Problem requirements — Everything from the line that holds "Suggested direction (not" through the end of the data below should be output exactly, both ends included.

BEGIN Supplied information

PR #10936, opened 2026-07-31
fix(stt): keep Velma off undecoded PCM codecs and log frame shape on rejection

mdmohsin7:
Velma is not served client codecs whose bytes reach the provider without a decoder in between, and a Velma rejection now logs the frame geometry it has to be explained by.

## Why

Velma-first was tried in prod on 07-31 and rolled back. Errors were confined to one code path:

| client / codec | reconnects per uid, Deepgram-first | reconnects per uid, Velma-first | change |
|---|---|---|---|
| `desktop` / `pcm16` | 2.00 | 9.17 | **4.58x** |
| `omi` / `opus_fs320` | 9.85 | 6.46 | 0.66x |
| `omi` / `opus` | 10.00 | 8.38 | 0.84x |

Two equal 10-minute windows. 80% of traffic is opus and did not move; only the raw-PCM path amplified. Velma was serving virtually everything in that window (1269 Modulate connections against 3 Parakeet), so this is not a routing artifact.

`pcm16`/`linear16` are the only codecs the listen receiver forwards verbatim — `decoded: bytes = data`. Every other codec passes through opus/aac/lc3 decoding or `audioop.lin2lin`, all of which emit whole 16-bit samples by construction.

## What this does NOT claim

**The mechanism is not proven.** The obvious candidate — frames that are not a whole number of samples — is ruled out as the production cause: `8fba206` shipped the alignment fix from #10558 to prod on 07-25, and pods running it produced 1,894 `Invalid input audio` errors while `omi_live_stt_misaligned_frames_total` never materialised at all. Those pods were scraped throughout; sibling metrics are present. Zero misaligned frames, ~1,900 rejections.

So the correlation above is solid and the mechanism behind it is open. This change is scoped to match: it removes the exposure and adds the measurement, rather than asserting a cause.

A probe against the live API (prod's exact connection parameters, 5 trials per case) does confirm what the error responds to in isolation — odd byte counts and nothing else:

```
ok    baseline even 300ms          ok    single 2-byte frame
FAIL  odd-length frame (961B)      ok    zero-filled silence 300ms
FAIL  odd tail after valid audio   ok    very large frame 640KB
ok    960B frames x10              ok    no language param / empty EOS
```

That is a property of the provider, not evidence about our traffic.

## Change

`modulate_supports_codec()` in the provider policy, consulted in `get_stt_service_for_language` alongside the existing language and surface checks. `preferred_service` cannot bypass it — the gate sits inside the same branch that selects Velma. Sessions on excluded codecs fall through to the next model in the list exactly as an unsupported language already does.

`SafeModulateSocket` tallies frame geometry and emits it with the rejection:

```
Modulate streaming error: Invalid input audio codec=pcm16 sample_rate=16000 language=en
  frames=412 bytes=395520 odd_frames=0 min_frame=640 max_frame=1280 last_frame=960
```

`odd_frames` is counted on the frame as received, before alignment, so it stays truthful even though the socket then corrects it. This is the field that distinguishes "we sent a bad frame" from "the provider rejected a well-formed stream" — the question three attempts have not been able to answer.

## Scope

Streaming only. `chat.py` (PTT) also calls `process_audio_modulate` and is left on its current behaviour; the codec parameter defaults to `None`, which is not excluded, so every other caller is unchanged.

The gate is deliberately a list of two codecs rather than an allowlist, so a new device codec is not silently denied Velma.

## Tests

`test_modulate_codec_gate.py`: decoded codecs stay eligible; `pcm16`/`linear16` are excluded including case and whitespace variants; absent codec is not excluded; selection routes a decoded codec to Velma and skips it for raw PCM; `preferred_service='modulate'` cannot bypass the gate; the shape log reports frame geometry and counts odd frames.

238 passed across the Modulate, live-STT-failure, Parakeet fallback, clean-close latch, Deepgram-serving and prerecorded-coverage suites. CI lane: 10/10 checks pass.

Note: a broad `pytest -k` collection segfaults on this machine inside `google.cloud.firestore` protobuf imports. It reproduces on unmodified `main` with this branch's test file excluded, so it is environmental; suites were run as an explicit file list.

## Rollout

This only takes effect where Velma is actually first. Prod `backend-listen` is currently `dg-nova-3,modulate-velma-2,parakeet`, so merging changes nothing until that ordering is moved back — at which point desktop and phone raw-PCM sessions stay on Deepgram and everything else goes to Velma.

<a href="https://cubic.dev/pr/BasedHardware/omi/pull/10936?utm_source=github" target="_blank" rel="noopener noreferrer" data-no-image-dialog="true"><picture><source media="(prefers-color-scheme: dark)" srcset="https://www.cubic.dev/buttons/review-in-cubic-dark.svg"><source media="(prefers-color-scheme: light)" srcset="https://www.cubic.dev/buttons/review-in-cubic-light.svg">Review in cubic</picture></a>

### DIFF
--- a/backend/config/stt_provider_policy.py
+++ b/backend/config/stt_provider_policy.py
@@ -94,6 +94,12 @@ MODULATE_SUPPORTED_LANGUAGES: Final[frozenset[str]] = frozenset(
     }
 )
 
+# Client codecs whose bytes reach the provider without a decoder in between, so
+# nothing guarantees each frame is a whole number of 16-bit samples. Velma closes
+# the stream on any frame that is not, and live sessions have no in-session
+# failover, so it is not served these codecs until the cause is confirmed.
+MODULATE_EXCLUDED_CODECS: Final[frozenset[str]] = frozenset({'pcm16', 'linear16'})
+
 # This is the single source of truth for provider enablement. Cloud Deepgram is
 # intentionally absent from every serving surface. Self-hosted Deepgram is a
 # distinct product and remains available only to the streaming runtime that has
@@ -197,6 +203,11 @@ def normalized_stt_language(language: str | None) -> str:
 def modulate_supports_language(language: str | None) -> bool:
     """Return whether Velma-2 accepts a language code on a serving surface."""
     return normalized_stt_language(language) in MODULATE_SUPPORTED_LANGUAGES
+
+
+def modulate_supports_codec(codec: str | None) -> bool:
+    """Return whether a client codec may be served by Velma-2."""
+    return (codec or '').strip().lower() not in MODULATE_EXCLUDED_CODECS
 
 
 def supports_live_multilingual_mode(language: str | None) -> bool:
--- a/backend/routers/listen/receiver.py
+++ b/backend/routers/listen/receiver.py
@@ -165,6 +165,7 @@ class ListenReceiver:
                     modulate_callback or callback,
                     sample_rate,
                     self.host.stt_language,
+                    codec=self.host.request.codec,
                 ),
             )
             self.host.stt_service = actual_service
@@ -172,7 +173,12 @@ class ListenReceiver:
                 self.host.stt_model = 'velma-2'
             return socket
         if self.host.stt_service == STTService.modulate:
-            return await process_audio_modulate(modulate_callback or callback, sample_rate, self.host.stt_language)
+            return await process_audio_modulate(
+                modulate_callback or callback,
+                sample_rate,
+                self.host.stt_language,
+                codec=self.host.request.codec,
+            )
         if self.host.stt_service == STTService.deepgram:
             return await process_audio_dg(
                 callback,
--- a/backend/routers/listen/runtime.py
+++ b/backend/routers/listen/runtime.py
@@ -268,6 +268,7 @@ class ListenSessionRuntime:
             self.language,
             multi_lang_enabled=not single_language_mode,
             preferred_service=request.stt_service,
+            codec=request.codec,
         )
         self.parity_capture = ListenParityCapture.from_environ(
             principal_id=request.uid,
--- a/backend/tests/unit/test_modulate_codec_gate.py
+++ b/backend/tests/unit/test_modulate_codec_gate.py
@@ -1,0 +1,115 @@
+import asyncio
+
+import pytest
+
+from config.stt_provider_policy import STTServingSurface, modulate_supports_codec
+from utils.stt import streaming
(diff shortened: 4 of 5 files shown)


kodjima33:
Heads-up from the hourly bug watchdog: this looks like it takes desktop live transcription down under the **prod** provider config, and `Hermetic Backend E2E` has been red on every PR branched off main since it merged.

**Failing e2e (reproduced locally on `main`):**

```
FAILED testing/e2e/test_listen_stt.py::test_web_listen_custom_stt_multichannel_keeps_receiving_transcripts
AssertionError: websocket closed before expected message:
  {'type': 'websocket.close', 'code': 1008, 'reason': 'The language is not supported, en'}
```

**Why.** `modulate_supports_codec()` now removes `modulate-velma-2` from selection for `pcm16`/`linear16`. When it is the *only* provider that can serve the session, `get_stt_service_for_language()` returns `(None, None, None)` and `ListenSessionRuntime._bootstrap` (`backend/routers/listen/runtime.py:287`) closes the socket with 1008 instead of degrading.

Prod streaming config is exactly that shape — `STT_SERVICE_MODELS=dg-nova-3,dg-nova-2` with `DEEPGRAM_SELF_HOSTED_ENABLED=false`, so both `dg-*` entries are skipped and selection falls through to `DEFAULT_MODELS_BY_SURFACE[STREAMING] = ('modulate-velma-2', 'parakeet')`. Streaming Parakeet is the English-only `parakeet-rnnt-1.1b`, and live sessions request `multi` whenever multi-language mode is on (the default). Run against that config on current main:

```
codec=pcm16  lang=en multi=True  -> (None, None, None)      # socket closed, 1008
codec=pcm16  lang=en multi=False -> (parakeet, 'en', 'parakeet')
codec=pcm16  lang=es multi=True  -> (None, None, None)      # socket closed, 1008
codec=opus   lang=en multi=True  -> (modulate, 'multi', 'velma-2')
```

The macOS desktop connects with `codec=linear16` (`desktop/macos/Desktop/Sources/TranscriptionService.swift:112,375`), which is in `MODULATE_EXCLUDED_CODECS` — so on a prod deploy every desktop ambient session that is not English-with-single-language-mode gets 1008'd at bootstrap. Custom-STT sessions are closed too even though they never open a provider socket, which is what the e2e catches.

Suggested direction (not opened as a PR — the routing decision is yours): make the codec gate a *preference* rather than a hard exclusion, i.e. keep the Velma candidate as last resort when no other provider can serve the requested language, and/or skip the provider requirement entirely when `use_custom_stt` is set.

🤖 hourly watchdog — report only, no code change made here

END Supplied information

Answer for the task —
Suggested direction (not opened as a PR — the routing decision is yours): make the codec gate a *preference* rather than a hard exclusion, i.e. keep the Velma candidate as last resort when no other provider can serve the requested language, and/or skip the provider requirement entirely when `use_custom_stt` is set.

🤖 hourly watchdog — report only, no code change made here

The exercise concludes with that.